Bonjour, tout nouveau ici mais pas dans la vie (82 carats) 
J'ai lu la totalité des 14 pages concernant les liseuses, mais je ne sais toujours pas où poster une demande concernant la liseuse HYV C700 dont je ne vois nulle mention dans le courrier... J'ai le firmware 1.05 et je sais qu'il existe une version plus récente, mais hélas sur un site russe que je n'arrive pas à traduire... S'il y a une bonne âme ou un caneton génial et charitable, merci de m'aiguiller...

----------


## Hyperpenguin

Je te conseilles de poster ta question ici: 
http://forum.canardpc.com/threads/42...der-e-VaRaquer

(section hardware/software, sous-forum Hardware et périphérique multimédia)

J'ai cru voir qu'ils avaient parlé de ta liseuse, peut-être auront-ils des informations sur les firmwares.

----------


## johnclaude

> Je te conseilles de poster ta question ici: 
> http://forum.canardpc.com/threads/42...der-e-VaRaquer
> 
> (section hardware/software, sous-forum Hardware et périphérique multimédia)
> 
> J'ai cru voir qu'ils avaient parlé de ta liseuse, peut-être auront-ils des informations sur les firmwares.
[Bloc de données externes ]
PR #4582, opened 2026-09-08
Cache rasterized SVG polygon patterns

leijurv:
Polygon patterns for landcover/landuse are used in OSM Carto. I wanted to optimize them so that we could fully move from PNG patterns to SVG patterns, so that HiDPI rendering becomes more consistent (see: https://github.com/openstreetmap-carto/openstreetmap-carto/pull/5302). However, I found that for some of the patterns it would cause a significant performance regression. The reason is that some of them, in particular rock https://github.com/openstreetmap-carto/openstreetmap-carto/blob/master/symbols/rock_overlay.png, are rather heavy as SVGs. The issue is that mapnik is currently re-rasterizing the pattern SVGs for each polygon in the metatile. The XML parsing is cached, but the actual drawing could be cached too since it gets path clipped from the overall pattern per polygon (for pattern consistency across landuse/landcover boundaries I imagine?). Therefore, this can be optimized with a per-thread LRU cache, where the key is the SVG source identity and the final affine transform. This will use up to 256kb per pattern per thread, up to 16mb total per thread if there are many distinct tiles. The key in that case will always be `(1,0,0,1,0,0)`. For retina / 2x rendering, it will be `(2,0,0,2,0,0)` and memory usage is up to 64mb per thread. Note that opacity, gamma, and compositing is unaffected (they are further downstream). OSM Carto has 41 polygon patterns, of which currently 27 are SVG and 14 are PNG, so in the tile.osm.org case, the RAM usage increase is a little under ten megabytes (even if all remaining PNGs are converted to SVG patterns). In my prior performance PRs I had picked urban areas which have some land cover patterns but not that many, leaving this change having no measurable effect except by chance that the Z13 selection had a lot of landcover pattern polygons. So I have changed the measurement area here to be two locations with such landcover, while still being urban. Measurements still taken mostly the same as #4578 (as similar to tile.osm.org as I can get, Mapnik CPU seconds, average of 5 runs, etc). Starting at Z13 since that's when the patterns appear. The only difference from #4578 methodology is that I am now measuring the tiles warm with mapnik having rendered tiles beforehand in the same process. This is more faithful to tile.osm.org mod_tile renderd processes, and it also helps in this case because of the caching. Note that the before and after numbers below are both warm of course.

As you can see, the speedup for such metatiles is realistic and nontrivial. "Why is London Z13 sped up so much???" Because it has **2,731 distinct forest pattern polygons**, all of which previously caused the entire forest pattern to be redrawn. Now the forest pattern is only drawn once and cached as a bitmap. The resulting PNGs are identical.

|Zoom|London|NYC|
|---|---|---|
|13|<b>−29.77%</b> (2.073s → 1.456s)|−16.78% (2.831s → 2.356s)|
|14|−19.26% (1.790s → 1.445s)|−5.65% (2.294s → 2.165s)|
|15|−14.51% (1.335s → 1.142s)|−3.84% (1.908s → 1.835s)|
|16|−14.69% (0.821s → 0.700s)|−6.32% (1.051s → 0.985s)|
|17|−8.92% (0.420s → 0.383s)|−2.36% (0.792s → 0.773s)|
|18|−8.77% (0.337s → 0.308s)|−3.48% (0.388s → 0.374s)|
|19|−6.54% (0.241s → 0.225s)|−8.95% (0.229s → 0.208s)|

<details>
<summary><b>See the metatiles in question (click to expand)</b></summary>

london_z13
london_z14
london_z15
london_z16
london_z17
london_z18
london_z19

nyc_z13
nyc_z14
nyc_z15
nyc_z16
nyc_z17
nyc_z18
nyc_z19
</details>

### DIFF
--- a/include/mapnik/renderer_common/render_pattern.hpp
+++ b/include/mapnik/renderer_common/render_pattern.hpp
@@ -40,6 +40,11 @@ struct marker_svg;
 template<typename T>
 void render_pattern(marker_svg const& marker, agg::trans_affine const& tr, double opacity, T& image);
 
+// SVG pattern pixels depend on the source and evaluated image transform, not
+// on the polygon that will be filled with them. Images use opacity 1 here;
+// polygon opacity and compositing are applied afterward.
+std::shared_ptr<image_rgba8 const> rasterized_pattern(marker_svg const& marker, agg::trans_affine const& tr);
+
 } // namespace mapnik
 
 #endif // MAPNIK_RENDER_PATTERN_HPP
--- a/src/agg/process_polygon_pattern_symbolizer.cpp
+++ b/src/agg/process_polygon_pattern_symbolizer.cpp
@@ -86,10 +86,8 @@ struct agg_renderer_process_visitor_p
         auto image_transform = get_optional<transform_type>(sym_, keys::image_transform);
         if (image_transform)
             evaluate_transform(image_tr, feature_, common_.vars_, *image_transform, common_.scale_factor_);
-        mapnik::box2d<double> const& bbox_image = marker.get_data()->bounding_box() * image_tr;
-        mapnik::image_rgba8 image(bbox_image.width(), bbox_image.height());
-        render_pattern<buffer_type>(marker, image_tr, 1.0, image);
-        render(image);
+        auto image = rasterized_pattern(marker, image_tr);
+        render(*image);
     }
 
     void operator()(marker_rgba8 const& marker) const { render(marker.get_data()); }
--- a/src/renderer_common/render_pattern.cpp
+++ b/src/renderer_common/render_pattern.cpp
@@ -19,6 +19,9 @@
  * Foundation, Inc., 51 Franklin St, Fifth Floor, Boston, MA  02110-1301  USA
  *
  *****************************************************************************/
+// stl
+#include <array>
+#include <list>
 // mapnik
 #include <mapnik/renderer_common/render_pattern.hpp>
 #include <mapnik/geometry/box2d.hpp>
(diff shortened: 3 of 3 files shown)


artemp:
@leijurv - 👍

 Perdu, la bonne réponse tenait en 3 lettres: "DTC"

----------


## Hyperpenguin

Ah mince, j'étais pas loin pourtant  ::(:

----------


## PurpleSkunk

Ben non c'est à la poste voyons. Vous suivez rien les mecs.

----------


## znokiss

Clair. Au moins toi t'es affuté net en remontant un topic d'il y a un mois 1/2 pour des nefles.

----------


## PurpleSkunk

1°/ Stoi le nèfle.
2°/ Oui bon ça va mea culpa j'étais pas réveillé.

----------


## johnclaude

3°/ C'est la faute à Luc.

----------


## znokiss

Ahaha. Best référence ever. 

Bon je vous laisse, je dois aller boire un grand verre d'huile d'arachide.

----------


## johnclaude

Un cycle complet sera une série de cent.

----------


## PurpleSkunk

Luc, je que l'homme de la situation. Je que dossier bleu et vous sur une centaine de tableaux très clair. Vous semaine prochaine et sans faute. Je tellement sur vous. Je clair Luc, ne pas ?

----------


## Nelfe

> Clair. Au moins toi t'es affuté net en remontant un topic d'il y a un mois 1/2 pour des nefles.


J'ai rien à voir dans cette histoire  ::ninja:: .

----------


## Zohan

> Luc, je que l'homme de la situation. Je que dossier bleu et vous sur une centaine de tableaux très clair. Vous semaine prochaine et sans faute. Je tellement sur vous. Je clair Luc, ne pas ?


Viens te battre avec moi dans le couloir de la baston.

----------